PROBLEM TO WORK ON => Please give only the number of lines in the listing below that contain "tips".

EXCERPTED RECORDS =>
=-=-=-=-=

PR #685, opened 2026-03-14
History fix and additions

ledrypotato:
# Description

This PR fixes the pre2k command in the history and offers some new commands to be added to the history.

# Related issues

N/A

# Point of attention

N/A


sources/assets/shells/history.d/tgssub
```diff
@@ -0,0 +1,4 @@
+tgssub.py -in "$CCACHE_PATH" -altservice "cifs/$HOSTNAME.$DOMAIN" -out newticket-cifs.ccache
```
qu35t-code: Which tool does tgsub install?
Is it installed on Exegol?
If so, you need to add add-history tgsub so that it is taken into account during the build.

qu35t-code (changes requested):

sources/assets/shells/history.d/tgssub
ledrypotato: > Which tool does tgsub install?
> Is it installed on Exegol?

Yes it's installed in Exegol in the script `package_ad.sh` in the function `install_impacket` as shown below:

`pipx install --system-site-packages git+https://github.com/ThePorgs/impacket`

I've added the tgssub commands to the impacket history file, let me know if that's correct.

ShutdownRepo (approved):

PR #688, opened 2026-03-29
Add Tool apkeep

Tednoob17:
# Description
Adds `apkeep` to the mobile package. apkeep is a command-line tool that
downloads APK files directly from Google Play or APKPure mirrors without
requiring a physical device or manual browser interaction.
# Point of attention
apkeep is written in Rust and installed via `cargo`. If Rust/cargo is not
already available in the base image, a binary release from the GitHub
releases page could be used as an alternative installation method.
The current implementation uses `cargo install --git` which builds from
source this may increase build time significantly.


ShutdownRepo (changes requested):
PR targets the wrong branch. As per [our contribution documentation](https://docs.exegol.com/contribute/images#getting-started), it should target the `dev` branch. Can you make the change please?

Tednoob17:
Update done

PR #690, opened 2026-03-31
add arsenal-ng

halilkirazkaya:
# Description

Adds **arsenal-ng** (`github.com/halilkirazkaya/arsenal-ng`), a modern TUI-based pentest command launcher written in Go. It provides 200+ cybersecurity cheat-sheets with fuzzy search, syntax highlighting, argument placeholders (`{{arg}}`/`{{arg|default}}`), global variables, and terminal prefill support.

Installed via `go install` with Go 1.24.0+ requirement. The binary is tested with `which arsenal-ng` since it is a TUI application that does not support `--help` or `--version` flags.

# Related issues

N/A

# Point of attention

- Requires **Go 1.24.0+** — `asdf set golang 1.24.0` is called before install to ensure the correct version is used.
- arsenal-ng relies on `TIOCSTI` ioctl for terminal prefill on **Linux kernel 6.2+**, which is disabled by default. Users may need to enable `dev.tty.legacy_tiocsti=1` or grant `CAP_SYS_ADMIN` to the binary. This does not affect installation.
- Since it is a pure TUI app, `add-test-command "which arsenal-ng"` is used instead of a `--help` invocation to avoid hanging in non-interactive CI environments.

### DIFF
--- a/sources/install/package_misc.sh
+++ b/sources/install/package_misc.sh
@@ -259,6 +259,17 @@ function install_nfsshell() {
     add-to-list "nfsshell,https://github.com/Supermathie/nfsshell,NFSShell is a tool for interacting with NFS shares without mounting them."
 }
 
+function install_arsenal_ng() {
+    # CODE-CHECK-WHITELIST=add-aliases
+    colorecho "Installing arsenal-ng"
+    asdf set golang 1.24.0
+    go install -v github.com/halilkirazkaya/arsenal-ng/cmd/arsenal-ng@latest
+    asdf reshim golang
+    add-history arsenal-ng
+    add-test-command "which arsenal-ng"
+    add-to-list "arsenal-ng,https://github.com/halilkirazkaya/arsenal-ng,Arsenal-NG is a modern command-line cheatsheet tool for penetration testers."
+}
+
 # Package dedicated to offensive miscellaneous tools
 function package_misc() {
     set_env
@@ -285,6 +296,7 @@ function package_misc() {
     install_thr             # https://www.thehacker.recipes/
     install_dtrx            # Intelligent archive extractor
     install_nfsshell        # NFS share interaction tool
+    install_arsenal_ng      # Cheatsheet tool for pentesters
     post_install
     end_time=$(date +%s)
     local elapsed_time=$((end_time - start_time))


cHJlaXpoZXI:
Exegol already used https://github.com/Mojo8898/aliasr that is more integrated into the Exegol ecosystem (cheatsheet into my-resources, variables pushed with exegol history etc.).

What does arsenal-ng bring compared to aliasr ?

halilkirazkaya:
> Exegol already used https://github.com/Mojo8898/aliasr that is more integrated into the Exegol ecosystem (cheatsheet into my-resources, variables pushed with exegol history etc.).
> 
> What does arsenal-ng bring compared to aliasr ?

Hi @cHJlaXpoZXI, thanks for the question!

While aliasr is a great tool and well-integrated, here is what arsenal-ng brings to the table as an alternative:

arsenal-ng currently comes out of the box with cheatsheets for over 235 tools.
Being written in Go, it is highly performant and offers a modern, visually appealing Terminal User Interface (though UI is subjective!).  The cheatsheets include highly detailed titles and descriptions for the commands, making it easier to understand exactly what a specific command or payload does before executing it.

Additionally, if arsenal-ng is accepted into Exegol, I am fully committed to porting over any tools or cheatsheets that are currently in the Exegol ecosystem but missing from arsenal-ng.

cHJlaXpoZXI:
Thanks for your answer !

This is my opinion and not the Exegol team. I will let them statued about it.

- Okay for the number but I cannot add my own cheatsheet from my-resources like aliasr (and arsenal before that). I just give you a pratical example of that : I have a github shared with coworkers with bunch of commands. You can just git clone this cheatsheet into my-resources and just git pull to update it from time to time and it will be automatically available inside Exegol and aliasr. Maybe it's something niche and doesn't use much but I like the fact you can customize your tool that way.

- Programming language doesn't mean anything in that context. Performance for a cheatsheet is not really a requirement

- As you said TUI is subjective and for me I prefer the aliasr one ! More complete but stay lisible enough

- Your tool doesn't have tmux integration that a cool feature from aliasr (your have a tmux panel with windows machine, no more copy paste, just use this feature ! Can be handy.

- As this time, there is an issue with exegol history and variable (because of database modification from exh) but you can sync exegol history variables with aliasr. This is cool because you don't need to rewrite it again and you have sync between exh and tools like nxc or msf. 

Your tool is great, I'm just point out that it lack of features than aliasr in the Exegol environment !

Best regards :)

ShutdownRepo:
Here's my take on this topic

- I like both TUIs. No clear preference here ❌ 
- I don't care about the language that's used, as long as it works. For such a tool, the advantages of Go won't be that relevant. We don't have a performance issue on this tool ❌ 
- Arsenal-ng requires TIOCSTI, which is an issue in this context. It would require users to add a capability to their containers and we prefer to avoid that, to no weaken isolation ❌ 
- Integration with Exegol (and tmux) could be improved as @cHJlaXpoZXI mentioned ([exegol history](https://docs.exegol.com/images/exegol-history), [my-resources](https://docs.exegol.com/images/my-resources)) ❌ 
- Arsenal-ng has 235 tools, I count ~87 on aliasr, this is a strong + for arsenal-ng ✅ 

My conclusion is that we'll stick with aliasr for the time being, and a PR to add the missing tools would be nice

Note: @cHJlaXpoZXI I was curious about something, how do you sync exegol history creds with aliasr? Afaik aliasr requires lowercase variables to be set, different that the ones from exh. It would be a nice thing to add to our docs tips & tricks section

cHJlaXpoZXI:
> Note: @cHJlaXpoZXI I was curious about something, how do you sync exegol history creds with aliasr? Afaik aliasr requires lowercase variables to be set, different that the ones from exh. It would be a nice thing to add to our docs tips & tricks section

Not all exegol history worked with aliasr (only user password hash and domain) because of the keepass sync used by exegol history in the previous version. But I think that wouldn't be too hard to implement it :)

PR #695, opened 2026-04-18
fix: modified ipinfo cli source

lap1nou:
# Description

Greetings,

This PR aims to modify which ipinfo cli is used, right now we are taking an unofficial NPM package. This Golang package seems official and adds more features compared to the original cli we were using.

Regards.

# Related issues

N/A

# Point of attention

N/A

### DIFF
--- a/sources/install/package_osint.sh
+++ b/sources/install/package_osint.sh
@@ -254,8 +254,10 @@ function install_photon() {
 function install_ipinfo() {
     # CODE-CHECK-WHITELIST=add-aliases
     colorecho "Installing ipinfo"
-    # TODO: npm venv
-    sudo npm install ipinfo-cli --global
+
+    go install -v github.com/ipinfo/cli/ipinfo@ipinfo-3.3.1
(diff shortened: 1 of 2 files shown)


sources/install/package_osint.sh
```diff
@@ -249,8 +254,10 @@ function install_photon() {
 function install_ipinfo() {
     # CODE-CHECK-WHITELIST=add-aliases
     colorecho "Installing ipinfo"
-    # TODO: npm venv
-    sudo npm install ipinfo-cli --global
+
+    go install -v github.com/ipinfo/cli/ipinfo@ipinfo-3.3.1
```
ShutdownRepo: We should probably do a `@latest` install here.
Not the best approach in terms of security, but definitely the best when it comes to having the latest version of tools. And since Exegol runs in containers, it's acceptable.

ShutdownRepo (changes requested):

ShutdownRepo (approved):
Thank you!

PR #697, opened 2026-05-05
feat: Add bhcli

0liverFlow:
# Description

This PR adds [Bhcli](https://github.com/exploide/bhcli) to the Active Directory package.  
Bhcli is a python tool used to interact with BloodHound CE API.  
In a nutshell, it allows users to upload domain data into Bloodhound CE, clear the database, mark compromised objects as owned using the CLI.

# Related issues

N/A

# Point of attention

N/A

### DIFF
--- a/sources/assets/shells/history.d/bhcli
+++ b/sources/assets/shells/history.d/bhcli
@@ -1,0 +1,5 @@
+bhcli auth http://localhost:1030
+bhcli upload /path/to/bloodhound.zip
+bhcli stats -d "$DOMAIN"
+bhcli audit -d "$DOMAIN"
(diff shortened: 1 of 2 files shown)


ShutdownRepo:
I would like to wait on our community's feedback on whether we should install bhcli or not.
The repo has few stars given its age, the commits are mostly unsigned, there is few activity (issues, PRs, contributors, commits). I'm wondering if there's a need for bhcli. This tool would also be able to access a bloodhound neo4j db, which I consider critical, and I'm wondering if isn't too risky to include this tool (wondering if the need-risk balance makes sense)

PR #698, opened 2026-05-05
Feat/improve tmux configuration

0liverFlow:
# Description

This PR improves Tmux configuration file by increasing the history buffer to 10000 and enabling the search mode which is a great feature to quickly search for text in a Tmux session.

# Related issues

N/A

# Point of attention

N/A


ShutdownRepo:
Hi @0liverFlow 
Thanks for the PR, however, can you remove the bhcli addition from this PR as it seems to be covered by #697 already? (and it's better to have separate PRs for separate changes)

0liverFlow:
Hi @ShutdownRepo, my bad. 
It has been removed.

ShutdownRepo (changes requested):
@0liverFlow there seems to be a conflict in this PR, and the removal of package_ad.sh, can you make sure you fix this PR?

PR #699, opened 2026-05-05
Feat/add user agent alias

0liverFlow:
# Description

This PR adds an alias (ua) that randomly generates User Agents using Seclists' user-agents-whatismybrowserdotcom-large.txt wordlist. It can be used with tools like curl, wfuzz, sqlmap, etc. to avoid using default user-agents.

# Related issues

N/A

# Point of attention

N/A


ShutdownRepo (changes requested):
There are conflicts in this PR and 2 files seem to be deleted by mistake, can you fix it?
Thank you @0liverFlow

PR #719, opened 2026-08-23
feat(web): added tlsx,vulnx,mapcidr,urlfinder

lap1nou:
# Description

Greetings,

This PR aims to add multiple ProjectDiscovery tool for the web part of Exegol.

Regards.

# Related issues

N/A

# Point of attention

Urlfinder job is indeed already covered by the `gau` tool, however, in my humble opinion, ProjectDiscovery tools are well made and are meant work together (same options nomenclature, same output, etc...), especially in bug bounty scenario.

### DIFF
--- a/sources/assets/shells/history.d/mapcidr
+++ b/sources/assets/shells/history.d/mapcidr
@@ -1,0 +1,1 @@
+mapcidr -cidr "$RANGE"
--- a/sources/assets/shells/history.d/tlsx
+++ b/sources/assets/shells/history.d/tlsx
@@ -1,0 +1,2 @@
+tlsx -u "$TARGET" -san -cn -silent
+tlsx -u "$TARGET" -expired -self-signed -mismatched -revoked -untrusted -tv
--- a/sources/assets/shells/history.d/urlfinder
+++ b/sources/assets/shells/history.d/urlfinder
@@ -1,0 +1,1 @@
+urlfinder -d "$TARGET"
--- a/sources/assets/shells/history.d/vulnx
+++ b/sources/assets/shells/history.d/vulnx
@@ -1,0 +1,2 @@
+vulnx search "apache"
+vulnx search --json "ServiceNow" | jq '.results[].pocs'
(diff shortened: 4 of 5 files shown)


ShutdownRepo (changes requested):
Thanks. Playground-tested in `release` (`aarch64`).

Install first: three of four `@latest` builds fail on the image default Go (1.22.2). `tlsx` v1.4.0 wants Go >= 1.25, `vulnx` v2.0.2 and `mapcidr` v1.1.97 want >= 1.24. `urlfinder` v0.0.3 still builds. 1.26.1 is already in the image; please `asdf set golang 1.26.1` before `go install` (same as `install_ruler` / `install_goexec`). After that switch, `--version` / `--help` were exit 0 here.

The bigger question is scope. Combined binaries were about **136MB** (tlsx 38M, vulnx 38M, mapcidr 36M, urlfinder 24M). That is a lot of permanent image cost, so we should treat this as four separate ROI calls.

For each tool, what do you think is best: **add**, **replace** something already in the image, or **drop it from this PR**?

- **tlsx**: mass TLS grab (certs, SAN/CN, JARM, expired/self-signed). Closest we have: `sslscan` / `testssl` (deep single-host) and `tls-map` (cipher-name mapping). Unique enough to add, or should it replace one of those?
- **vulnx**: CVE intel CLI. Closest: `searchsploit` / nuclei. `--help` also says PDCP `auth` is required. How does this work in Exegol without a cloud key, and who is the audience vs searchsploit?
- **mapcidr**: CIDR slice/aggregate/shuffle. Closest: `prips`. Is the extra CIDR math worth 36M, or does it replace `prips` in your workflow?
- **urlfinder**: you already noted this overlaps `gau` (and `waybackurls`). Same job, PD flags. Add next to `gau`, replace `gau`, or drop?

=-=-=-=-=

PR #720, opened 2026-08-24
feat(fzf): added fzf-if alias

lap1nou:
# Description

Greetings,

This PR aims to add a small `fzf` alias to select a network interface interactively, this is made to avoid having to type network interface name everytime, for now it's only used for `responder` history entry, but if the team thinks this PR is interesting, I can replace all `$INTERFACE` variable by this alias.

=-=-=-=-=

REPLY => 2